### EXERCISE DIRECTIONS
Write out, word for word, every line from the one containing "Fixed all the" through the last line of the records below, both ends included.

··· LISTED RECORDS ···

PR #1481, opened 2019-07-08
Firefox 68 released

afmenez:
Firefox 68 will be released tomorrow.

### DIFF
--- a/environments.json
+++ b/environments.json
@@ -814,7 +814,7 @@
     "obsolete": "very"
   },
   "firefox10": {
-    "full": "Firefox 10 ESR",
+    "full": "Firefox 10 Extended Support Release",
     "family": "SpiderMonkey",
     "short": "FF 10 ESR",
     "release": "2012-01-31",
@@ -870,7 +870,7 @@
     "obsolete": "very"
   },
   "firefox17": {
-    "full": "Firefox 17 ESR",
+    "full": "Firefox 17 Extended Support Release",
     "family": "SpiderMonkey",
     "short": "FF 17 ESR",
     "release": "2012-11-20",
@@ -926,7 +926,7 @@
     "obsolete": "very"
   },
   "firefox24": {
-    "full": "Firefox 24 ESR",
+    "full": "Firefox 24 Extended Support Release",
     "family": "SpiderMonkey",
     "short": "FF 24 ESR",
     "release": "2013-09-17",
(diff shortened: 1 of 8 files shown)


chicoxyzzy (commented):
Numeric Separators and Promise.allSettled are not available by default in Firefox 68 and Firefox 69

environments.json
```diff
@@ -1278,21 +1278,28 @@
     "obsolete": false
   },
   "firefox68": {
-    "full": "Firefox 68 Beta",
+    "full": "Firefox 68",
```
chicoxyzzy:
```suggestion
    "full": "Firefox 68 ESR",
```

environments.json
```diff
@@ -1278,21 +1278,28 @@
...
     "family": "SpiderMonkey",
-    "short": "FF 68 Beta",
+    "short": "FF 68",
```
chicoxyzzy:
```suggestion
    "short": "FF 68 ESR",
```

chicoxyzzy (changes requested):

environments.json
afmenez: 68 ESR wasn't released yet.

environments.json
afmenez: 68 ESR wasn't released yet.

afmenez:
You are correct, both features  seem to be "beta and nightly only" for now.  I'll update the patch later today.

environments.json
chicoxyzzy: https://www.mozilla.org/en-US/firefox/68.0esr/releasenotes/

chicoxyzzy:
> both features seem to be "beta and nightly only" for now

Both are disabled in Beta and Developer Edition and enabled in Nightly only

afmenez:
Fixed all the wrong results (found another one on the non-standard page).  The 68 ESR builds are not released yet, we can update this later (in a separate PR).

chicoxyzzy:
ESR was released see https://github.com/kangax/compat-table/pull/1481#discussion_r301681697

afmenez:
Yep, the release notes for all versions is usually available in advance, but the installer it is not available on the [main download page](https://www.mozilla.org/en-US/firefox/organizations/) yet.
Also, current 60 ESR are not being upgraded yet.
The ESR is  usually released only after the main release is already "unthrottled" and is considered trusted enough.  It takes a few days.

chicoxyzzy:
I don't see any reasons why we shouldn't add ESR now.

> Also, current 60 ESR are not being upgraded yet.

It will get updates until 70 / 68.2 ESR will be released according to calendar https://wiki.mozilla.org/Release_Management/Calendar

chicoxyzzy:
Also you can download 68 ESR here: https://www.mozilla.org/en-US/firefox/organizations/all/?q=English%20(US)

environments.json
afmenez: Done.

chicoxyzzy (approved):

···

### EXERCISE RESPONSE
Fixed all the wrong results (found another one on the non-standard page).  The 68 ESR builds are not released yet, we can update this later (in a separate PR).

chicoxyzzy:
ESR was released see https://github.com/kangax/compat-table/pull/1481#discussion_r301681697

afmenez:
Yep, the release notes for all versions is usually available in advance, but the installer it is not available on the [main download page](https://www.mozilla.org/en-US/firefox/organizations/) yet.
Also, current 60 ESR are not being upgraded yet.
The ESR is  usually released only after the main release is already "unthrottled" and is considered trusted enough.  It takes a few days.

chicoxyzzy:
I don't see any reasons why we shouldn't add ESR now.

> Also, current 60 ESR are not being upgraded yet.

It will get updates until 70 / 68.2 ESR will be released according to calendar https://wiki.mozilla.org/Release_Management/Calendar

chicoxyzzy:
Also you can download 68 ESR here: https://www.mozilla.org/en-US/firefox/organizations/all/?q=English%20(US)

environments.json
afmenez: Done.

chicoxyzzy (approved):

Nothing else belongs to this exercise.